Não se deve presumir que o estilo literário de um povo seja uniforme; as formas são frequentemente bastante variadas. A unidade de estilo também não é encontrada na arte decorativa, pois muitos casos podem ser citados em que diferentes estilos são usados em diferentes indústrias ou entre diferentes grupos da população. Da mesma forma, encontramos em uma tribo contos complexos que têm coesão estrutural definida, e anedotas breves; alguns contados com um evidente prazer em detalhes difusos, outros quase reduzidos a uma fórmula. Um exemplo disso são as histórias longas e as fábulas animais dos Esquimós. As primeiras tratam de eventos que ocorrem na sociedade humana, de viagens aventureiras, de encontros com monstros e seres sobrenaturais, de feitos de xamãs. São contos novelísticos. Por outro lado, muitas das fábulas animais são meras fórmulas. Contrastantes semelhantes são encontrados nos contos e fábulas dos Negros.

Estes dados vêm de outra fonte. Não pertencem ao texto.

PR #898, opened 2017-04-19
Clarify how a UUID is meant to be serialized

### LINKED ISSUE #863: It's unclear how the session id is serialized
In chapter [8. Sessions](https://w3c.github.io/webdriver/webdriver-spec.html#new-session#h-sessions), section [8.1 New Session](https://w3c.github.io/webdriver/webdriver-spec.html#new-session#h-new-session):
> Let session id be a UUID. 

At some point (after setting it in the session, but before sending the response), this should be converted to a string representation as defined in https://www.ietf.org/rfc/rfc4122.txt

shs96c:
Closes #863.

---
This change is [Reviewable](https://reviewable.io/reviews/w3c/webdriver/898)

### DIFF
--- a/webdriver-spec.html
+++ b/webdriver-spec.html
@@ -661,7 +661,13 @@ in the spec, as demonstrated in a (yet to be developed)
  a 128 bits long URN that requires no central registration process. [[!RFC4122]].
  <dfn>Generating a UUID</dfn> means Creating a
  <a>UUID</a> From Truly Random or Pseudo-Random Numbers [[!RFC4122]],
- and serializing it as appropriate for the callee.
+ and serializing it by converting the bit sequence to a string
+ representation, following the process outlined in [[!RFC4122]]. This
+ means that each field within the UUID is treated as an integer and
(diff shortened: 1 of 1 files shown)


webdriver-spec.html
```diff
@@ -661,7 +661,13 @@
  a 128 bits long URN that requires no central registration process. [[!RFC4122]].
  <dfn>Generating a UUID</dfn> means Creating a
  <a>UUID</a> From Truly Random or Pseudo-Random Numbers [[!RFC4122]],
- and serializing it as appropriate for the callee.
+ and serializing it by converting the bit sequence to a string
+ representation, following the process outlined in [[!RFC4122]]. This
```
jgraham: "`and converting it to the string representation [[!RFC4122]].`" rather than all of this text.

jgraham:
Why is "Squash and merge" not enabled for this repo? I would just have merged this if it was.

shs96c:
I think we really need "squash, rebase, and merge"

Os estilos das canções também variam consideravelmente de acordo com a ocasião para a qual são compostas. Entre os Kwakiutl, encontramos longas canções em que a grandeza dos ancestrais é descrita na forma de recitativos. Em festivais religiosos, são usadas canções de estrutura rítmica rígida, acompanhando danças. Nessas canções, as mesmas palavras ou sílabas são faladas repetidamente, exceto que outro nome para o ser sobrenatural em cuja honra é cantada é introduzido em cada nova estrofe. Novamente, de um tipo diferente são as canções de amor, que de forma alguma são raras.

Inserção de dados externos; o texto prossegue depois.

PR #1185, opened 2018-01-08
Add clarification about why we wait in `click`

### LINKED ISSUE #1046: For click it's not clear how long to wait for a navigation to happen
The current spec says the following for `click`:

> 9. Perform implementation-defined steps to allow any navigations triggered by the click to start.
> 10. Try to wait for navigation to complete. 

We can perform those implementation-defined steps but it's not clear how long it will take until the navigation starts. It can be from some milliseconds up to more then 100ms. It all depends on the CPU load, performance of the machine, and type of build of the browser (debug builds are generally slower). 

Also not each `click` triggers a navigation, which would mean that we loose a given number of milliseconds each time a `click` is not causing a navigation.

How can the spec cover that, or don't we want to do that? 

For Marionette I implemented that we are waiting for `beforeunload` events which are send first. So a hard-coded 200ms delay works just fine in all cases. But even then a navigation request can be prevented by a custom listener registered for `beforeunload`, or something else delays it.

Given that navigation is optional for `click` how can we define the duration the client has to wait? Also to not affect those `click` commands that much, which don't cause a navigation.

shs96c:
Closes #1046.

***
<a href="https://pr-preview.s3.amazonaws.com/shs96c/webdriver-1/pull/1185.html" title="Last updated on Jan 8, 2018, 2:48 PM GMT (741e829)">Preview</a> | <a href="https://pr-preview.s3.amazonaws.com/w3c/webdriver/1185/69b5bad...shs96c:741e829.html" title="Last updated on Jan 8, 2018, 2:48 PM GMT (741e829)">Diff</a>

### DIFF
--- a/webdriver-spec.html
+++ b/webdriver-spec.html
@@ -5712,7 +5712,10 @@ argument <var>reference</var>, run the following steps:
   algorithm to wait, and it is acknowledged that some implementations
   may have unavoidable race conditions. The intention is to allow a
   new attempt to <a>navigate</a> to begin so that the next step in the
-  algorithm is meaningful.
+  algorithm is meaningful. It is possible the click does not cause an
+  attempt to <a>navigate</a>, in which case the implementation-defined
+  steps can return immediately, and the next step will also return
+  immediately.
 
  <li><p><a>Try</a> to <a>wait for navigation to complete</a>.
 
--- a/webdriver-spec.html
+++ b/webdriver-spec.html
@@ -5708,6 +5708,12 @@ argument <var>reference</var>, run the following steps:
   any <a data-lt="navigation">navigations</a> triggered by the click
   to start.
 
+  <p class="note">It is not always clear how long this will cause the
+  algorithm to wait, and it is acknowledged that some implementations
+  may have unavoidable race conditions. The intention is to allow a
+  new attempt to <a>navigate</a> to begin so that the next step in the
+  algorithm is meaningful.
+
  <li><p><a>Try</a> to <a>wait for navigation to complete</a>.
 
  <li><p><a>Try</a> to run the <a>post-navigation checks</a>.


webdriver-spec.html
```diff
@@ -5708,6 +5708,12 @@ <h3>Element Click</h3>
   any <a data-lt="navigation">navigations</a> triggered by the click
   to start.
 
+  <p class="note">It is not always clear how long this will cause the
+  algorithm to wait, and it is acknowledged that some implementations
+  may have unavoidable race conditions. The intention is to allow a
+  new attempt to <a>navigate</a> to begin so that the next step in the
+  algorithm is meaningful.
```
andreastt: I think this misses the point @whimboo raised that not all clicks induce navigation. For example clicking an anchor won’t cause navigation, but the point of this step is to either allow enough time for a navigation attempt to begin in cases you can’t tell up front or for steps to be taken in cases where you can.

So the point here is not that this causes “unavoidable race conditions”, but that there is a need to run some steps to tell whether the click is going to cause or have caused navigation.

shs96c: Surely that's handled by the "any navigations" language? I'll amend note to indicate that not all clicks cause navigation.

andreastt: Thanks, that makes it clearer.

But is it really true that “implementations may have unavoidable race conditions” with running the Go command?

andreastt:
It would be good if @whimboo looked at whether this addresses his concerns in https://github.com/w3c/webdriver/issues/1046.

whimboo:
The changes here are very generic. I wonder how different browser vendors will implement it based on this wording. I would assume that we will see different behavior in handling that. And some might even fail in some conditions others don't. 

So we don't want to set a maximum amount of time the algorithm has to wait before returning from the click command? I feel it will be hard to explain to users why one is waiting longer and is able to catch a specific navigation request, while another browser doesn't for the same situation.

andreastt:
@shs96c talked a little bit about different implementation techniques in https://github.com/w3c/webdriver/issues/1046#issuecomment-324958842.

Descobrimos que as literaturas de todos os povos sobre os quais temos informações compartilham uma característica, a forma rítmica; no entanto, em detalhes, há grandes variações; particularmente, algumas formas literárias, como o provérbio e o enigma, que nos parecem os produtos mais naturais da atividade literária, de forma alguma são universais.


[1] Journal of American Folk-Lore, vol. 38 (1925), pp. 329- 339.

[2] A menina tinha um irmão chamado Hlabakoane, a quem ela havia dado um alimento mágico, chamado Kumonngoe, que pertencia a seu pai e que a menina estava proibida de tocar.

[3] Washington Matthews, “Navaho Myths, Prayers and Songs,” University of California Publications, vol. 5, p. 48, linhas 61-73.

[4] P. E. Goddard, “Myths and Tales from the White Mountain Apache,” Anthropological Papers of the American Museum of Natural History, vol. 24 (1910), p. 131.

[5] Henry Rink, Tales and Traditions of the Eskimos (Londres, 1875), p. 68.